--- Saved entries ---
Content starts

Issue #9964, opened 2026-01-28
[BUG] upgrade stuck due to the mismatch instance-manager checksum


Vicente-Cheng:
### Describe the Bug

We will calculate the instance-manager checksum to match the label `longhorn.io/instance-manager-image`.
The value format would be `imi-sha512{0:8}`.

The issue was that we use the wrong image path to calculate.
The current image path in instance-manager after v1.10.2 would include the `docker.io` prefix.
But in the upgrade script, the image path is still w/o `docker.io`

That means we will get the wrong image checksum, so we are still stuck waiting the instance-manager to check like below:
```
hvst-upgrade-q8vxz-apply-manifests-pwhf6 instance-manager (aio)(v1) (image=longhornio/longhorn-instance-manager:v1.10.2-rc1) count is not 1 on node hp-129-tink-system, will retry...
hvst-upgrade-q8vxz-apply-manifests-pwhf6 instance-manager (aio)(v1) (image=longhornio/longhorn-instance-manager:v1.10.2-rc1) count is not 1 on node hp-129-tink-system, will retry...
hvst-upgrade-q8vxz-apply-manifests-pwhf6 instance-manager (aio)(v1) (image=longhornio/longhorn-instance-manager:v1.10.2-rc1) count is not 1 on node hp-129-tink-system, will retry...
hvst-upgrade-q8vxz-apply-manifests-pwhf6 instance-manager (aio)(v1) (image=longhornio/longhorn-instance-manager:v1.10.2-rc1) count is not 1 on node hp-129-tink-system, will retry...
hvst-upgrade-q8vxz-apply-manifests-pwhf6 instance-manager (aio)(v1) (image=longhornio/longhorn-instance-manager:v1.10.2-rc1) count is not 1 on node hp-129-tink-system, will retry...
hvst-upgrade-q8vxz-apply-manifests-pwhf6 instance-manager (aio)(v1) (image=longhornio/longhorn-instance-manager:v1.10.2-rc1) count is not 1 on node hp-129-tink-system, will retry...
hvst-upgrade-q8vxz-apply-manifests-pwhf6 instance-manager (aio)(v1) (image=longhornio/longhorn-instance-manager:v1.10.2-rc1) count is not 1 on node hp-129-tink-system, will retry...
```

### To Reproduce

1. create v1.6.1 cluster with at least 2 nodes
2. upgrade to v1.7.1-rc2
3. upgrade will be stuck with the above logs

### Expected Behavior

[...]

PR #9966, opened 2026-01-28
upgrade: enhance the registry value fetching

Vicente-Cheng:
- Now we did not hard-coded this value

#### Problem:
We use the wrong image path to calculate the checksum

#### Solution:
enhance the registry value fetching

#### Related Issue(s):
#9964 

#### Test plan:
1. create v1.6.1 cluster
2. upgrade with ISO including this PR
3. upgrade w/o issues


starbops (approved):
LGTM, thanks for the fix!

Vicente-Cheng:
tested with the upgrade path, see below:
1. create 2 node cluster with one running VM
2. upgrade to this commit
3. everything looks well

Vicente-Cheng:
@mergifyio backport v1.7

Content ends
Content starts

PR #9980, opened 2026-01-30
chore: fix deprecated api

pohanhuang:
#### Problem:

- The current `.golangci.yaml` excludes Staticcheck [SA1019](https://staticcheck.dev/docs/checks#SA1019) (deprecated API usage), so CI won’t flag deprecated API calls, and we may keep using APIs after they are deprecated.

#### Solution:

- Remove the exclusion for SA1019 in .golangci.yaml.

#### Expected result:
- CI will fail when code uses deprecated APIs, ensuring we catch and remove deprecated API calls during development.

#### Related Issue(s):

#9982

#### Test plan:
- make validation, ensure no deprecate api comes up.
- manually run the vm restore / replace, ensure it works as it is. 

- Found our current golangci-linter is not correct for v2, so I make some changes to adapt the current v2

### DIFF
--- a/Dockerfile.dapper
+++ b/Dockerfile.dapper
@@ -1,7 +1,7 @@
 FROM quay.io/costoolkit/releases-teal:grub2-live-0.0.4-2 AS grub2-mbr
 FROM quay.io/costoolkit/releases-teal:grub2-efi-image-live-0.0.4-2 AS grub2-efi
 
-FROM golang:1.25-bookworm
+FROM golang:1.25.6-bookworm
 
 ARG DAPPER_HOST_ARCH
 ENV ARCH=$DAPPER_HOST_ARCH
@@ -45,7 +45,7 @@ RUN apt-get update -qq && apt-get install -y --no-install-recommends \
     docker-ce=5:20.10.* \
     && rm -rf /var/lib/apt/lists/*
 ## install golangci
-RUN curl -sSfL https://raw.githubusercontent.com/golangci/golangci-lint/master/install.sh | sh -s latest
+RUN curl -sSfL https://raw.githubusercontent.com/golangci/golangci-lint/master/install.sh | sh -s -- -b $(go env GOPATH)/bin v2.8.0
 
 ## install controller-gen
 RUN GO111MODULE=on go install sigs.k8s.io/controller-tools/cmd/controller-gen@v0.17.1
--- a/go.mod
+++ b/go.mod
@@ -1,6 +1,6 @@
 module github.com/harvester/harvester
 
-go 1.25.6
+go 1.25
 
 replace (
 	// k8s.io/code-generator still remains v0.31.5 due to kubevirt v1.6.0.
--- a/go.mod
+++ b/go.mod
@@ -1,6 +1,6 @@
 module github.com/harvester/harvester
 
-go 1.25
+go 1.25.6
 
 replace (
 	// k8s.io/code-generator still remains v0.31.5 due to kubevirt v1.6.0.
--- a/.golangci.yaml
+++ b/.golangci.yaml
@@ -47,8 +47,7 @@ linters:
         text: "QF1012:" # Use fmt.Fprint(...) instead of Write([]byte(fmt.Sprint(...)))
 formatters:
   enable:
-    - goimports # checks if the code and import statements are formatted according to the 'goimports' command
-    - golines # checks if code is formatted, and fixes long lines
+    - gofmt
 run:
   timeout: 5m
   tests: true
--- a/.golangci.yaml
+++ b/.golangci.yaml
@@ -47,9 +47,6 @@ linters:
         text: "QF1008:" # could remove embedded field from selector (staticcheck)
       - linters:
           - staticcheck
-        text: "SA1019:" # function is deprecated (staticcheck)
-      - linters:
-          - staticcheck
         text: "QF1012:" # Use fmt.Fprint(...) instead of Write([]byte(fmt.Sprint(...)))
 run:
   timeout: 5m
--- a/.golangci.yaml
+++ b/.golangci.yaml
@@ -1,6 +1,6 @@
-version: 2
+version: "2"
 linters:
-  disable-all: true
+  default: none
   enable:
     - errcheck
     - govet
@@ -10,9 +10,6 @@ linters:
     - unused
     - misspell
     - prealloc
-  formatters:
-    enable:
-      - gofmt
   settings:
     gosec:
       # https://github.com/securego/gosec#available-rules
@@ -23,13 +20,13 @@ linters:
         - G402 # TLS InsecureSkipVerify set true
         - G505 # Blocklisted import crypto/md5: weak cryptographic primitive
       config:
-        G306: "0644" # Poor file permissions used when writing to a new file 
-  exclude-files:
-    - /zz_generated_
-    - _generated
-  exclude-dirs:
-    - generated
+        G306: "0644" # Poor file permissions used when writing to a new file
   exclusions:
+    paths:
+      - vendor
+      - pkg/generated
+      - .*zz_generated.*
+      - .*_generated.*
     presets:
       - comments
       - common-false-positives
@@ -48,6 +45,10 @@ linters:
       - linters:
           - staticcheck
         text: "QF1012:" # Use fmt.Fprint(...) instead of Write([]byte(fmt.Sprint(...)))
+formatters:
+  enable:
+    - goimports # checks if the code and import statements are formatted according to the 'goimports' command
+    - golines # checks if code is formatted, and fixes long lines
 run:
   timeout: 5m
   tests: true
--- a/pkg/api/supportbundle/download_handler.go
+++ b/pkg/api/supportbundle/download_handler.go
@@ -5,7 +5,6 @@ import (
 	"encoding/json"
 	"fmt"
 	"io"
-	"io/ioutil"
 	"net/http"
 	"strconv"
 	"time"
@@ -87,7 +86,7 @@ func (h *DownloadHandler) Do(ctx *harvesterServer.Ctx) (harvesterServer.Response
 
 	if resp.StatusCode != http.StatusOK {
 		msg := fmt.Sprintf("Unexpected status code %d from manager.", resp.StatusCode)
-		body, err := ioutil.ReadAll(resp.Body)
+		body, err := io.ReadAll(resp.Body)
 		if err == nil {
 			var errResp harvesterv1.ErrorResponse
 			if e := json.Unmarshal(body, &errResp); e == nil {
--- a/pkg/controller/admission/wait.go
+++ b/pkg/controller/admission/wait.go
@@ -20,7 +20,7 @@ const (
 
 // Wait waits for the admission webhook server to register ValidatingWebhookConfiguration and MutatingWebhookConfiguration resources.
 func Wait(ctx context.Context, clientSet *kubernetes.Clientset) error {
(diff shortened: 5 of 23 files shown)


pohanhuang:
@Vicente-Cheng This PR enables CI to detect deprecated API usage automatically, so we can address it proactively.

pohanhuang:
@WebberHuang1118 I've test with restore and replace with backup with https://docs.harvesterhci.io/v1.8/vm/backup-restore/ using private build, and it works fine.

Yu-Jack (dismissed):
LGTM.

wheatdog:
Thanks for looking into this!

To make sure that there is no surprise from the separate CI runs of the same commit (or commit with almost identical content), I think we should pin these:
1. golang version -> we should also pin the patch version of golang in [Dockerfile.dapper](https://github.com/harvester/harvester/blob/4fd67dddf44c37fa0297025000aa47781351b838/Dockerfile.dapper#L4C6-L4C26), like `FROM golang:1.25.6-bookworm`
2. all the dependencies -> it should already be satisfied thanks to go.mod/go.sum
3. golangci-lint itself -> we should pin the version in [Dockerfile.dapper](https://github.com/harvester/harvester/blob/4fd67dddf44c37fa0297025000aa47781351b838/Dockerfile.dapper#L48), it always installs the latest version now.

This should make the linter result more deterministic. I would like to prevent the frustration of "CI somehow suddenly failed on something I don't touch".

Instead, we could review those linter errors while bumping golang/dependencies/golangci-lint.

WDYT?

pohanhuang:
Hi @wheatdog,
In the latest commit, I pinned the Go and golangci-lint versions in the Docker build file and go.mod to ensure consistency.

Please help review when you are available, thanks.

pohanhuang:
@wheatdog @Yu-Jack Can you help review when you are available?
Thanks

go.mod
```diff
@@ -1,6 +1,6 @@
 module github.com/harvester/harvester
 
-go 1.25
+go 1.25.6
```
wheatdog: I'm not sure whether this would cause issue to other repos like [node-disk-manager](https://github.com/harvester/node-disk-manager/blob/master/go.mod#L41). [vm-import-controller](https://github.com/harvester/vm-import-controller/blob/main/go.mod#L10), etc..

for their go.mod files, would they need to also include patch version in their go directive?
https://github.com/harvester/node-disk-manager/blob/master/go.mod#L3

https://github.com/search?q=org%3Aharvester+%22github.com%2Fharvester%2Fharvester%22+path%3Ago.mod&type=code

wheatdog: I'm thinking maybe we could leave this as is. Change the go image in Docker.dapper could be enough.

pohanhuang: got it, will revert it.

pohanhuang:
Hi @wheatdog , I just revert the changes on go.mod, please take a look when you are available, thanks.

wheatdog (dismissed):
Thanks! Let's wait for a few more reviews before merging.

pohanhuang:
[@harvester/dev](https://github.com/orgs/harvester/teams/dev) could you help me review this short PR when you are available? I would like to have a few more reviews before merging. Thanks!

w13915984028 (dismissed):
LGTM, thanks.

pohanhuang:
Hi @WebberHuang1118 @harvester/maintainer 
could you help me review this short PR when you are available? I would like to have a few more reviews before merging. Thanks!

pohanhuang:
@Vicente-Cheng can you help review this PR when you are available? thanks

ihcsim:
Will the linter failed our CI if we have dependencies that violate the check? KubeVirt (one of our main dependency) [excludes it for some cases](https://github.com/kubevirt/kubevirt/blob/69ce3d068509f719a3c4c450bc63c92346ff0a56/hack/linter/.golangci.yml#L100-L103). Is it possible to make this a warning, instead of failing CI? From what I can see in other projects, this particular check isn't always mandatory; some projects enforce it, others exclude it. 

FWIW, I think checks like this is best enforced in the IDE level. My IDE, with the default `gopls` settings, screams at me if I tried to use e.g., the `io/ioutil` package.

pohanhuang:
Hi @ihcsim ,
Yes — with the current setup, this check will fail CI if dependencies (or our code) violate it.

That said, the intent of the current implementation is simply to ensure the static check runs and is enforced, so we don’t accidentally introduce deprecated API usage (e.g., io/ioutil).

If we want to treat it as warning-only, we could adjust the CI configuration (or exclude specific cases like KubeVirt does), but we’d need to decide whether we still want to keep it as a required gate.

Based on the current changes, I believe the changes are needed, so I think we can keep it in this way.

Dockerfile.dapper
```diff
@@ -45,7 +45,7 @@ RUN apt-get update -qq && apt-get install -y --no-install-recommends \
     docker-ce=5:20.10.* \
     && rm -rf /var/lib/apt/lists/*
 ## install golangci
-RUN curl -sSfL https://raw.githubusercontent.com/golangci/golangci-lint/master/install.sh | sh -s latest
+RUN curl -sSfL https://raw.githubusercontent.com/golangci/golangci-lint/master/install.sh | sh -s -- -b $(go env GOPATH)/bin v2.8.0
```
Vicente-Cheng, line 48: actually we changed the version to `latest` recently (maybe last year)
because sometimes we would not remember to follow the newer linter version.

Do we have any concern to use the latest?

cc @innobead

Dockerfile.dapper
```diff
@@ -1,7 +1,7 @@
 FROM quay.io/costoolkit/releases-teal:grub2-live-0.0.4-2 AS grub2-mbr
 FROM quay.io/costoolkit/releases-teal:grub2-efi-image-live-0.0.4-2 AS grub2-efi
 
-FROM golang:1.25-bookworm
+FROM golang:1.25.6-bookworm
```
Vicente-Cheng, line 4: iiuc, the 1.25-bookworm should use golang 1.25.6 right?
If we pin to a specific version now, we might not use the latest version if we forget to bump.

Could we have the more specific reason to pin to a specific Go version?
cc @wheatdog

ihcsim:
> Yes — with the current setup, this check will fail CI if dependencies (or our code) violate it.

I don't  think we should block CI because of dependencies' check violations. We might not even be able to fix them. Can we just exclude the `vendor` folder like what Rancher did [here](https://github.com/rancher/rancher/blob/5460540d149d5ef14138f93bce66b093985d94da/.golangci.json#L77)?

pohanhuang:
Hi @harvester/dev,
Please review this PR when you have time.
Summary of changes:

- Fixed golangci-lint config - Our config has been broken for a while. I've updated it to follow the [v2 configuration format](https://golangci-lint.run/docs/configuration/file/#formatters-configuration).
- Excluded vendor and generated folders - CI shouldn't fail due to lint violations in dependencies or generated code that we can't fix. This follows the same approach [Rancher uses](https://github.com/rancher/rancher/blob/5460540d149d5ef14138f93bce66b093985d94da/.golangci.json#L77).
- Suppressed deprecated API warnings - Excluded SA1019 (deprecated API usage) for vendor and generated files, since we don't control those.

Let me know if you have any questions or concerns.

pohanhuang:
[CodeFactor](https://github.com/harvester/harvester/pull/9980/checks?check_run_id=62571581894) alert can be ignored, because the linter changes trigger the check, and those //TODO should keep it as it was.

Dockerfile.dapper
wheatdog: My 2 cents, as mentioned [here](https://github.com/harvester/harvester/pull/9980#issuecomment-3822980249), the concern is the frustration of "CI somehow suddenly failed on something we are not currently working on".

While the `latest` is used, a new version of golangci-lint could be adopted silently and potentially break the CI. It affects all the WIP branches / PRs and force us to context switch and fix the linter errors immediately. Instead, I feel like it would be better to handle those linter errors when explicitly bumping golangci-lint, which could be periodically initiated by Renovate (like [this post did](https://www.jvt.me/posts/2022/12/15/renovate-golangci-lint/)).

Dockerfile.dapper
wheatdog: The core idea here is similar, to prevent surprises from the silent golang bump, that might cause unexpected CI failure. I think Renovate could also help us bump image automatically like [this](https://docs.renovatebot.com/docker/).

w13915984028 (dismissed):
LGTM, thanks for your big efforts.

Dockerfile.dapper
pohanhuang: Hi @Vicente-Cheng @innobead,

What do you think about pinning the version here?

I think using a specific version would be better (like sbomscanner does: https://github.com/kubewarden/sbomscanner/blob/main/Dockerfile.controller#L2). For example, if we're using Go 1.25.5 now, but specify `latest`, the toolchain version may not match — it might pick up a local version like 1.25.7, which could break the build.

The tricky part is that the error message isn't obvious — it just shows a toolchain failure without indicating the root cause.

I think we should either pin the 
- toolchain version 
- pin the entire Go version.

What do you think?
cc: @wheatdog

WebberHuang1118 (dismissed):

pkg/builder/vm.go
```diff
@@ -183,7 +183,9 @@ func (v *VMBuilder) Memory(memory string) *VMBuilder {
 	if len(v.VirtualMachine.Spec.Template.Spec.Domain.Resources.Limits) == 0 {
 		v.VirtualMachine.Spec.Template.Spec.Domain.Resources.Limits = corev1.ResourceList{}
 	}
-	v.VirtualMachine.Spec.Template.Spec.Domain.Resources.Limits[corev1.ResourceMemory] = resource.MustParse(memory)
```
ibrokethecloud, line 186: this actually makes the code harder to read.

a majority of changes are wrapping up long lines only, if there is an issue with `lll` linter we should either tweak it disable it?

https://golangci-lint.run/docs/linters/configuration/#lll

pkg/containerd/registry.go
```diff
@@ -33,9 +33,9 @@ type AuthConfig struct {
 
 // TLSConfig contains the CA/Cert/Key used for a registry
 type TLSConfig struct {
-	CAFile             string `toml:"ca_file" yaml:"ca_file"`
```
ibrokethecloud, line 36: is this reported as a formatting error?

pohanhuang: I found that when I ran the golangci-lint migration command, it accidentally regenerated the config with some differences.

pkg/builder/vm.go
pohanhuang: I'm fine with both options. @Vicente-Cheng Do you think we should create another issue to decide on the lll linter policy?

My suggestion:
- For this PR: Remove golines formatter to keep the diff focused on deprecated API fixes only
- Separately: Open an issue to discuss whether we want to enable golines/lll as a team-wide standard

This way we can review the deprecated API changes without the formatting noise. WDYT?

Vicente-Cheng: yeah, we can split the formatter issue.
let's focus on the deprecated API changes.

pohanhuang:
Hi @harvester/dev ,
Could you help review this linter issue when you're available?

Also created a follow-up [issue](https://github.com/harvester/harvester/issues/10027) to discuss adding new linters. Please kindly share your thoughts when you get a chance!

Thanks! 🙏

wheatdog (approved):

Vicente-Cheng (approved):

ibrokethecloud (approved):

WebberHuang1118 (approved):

Content ends

--- Work to be completed ---
Among the lines of the data above, count those containing the word "errors" and report the total alone.

--- Response to the task ---
2